WORK INSTRUCTIONS =>
In the listing below, find the line that contains "PR #202, opened 2018-05-01" and the line that contains "willmclaren: I like". Quote both and every line between them, exactly, and nothing more.

SUPPLIED RECORDS =>
______
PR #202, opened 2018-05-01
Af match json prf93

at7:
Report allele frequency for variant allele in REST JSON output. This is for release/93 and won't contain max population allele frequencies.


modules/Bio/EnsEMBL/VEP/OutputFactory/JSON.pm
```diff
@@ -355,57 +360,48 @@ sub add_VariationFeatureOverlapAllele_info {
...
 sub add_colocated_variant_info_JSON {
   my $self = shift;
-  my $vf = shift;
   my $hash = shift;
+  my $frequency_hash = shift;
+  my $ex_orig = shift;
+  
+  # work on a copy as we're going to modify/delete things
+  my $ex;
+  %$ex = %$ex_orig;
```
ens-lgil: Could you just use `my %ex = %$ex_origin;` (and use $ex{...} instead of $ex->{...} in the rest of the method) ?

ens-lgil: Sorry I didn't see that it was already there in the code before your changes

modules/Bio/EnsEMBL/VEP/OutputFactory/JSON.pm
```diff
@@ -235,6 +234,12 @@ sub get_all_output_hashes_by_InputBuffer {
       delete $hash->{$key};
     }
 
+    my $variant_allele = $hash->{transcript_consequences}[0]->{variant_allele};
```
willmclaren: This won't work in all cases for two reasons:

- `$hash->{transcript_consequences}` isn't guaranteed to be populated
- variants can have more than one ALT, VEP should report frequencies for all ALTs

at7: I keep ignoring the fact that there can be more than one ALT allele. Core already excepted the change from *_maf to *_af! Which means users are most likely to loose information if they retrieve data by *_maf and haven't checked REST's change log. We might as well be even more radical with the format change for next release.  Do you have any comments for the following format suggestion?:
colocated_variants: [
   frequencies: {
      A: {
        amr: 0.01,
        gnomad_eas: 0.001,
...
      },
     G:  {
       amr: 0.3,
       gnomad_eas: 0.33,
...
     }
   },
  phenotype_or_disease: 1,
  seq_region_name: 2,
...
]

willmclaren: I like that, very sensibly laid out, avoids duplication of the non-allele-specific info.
______
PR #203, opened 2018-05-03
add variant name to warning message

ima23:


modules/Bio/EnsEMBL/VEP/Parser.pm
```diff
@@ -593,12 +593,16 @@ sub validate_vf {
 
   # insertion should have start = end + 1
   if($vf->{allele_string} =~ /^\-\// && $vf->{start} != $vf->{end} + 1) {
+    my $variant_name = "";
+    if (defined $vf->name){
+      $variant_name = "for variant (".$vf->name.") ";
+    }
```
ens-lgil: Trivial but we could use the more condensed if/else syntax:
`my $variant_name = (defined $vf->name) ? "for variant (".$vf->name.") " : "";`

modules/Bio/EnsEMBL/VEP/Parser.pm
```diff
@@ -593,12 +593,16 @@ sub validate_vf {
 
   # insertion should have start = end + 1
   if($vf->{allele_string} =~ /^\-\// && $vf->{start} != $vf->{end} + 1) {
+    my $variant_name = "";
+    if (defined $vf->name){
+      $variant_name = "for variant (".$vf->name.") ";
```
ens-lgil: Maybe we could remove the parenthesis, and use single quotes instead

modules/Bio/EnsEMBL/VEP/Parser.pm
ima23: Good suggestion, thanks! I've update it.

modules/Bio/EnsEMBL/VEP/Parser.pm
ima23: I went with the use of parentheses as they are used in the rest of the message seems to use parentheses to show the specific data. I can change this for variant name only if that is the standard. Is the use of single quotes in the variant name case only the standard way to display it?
______
TASK RESULT =>
PR #202, opened 2018-05-01
Af match json prf93

at7:
Report allele frequency for variant allele in REST JSON output. This is for release/93 and won't contain max population allele frequencies.


modules/Bio/EnsEMBL/VEP/OutputFactory/JSON.pm
```diff
@@ -355,57 +360,48 @@ sub add_VariationFeatureOverlapAllele_info {
...
 sub add_colocated_variant_info_JSON {
   my $self = shift;
-  my $vf = shift;
   my $hash = shift;
+  my $frequency_hash = shift;
+  my $ex_orig = shift;
+  
+  # work on a copy as we're going to modify/delete things
+  my $ex;
+  %$ex = %$ex_orig;
```
ens-lgil: Could you just use `my %ex = %$ex_origin;` (and use $ex{...} instead of $ex->{...} in the rest of the method) ?

ens-lgil: Sorry I didn't see that it was already there in the code before your changes

modules/Bio/EnsEMBL/VEP/OutputFactory/JSON.pm
```diff
@@ -235,6 +234,12 @@ sub get_all_output_hashes_by_InputBuffer {
       delete $hash->{$key};
     }
 
+    my $variant_allele = $hash->{transcript_consequences}[0]->{variant_allele};
```
willmclaren: This won't work in all cases for two reasons:

- `$hash->{transcript_consequences}` isn't guaranteed to be populated
- variants can have more than one ALT, VEP should report frequencies for all ALTs

at7: I keep ignoring the fact that there can be more than one ALT allele. Core already excepted the change from *_maf to *_af! Which means users are most likely to loose information if they retrieve data by *_maf and haven't checked REST's change log. We might as well be even more radical with the format change for next release.  Do you have any comments for the following format suggestion?:
colocated_variants: [
   frequencies: {
      A: {
        amr: 0.01,
        gnomad_eas: 0.001,
...
      },
     G:  {
       amr: 0.3,
       gnomad_eas: 0.33,
...
     }
   },
  phenotype_or_disease: 1,
  seq_region_name: 2,
...
]

willmclaren: I like that, very sensibly laid out, avoids duplication of the non-allele-specific info.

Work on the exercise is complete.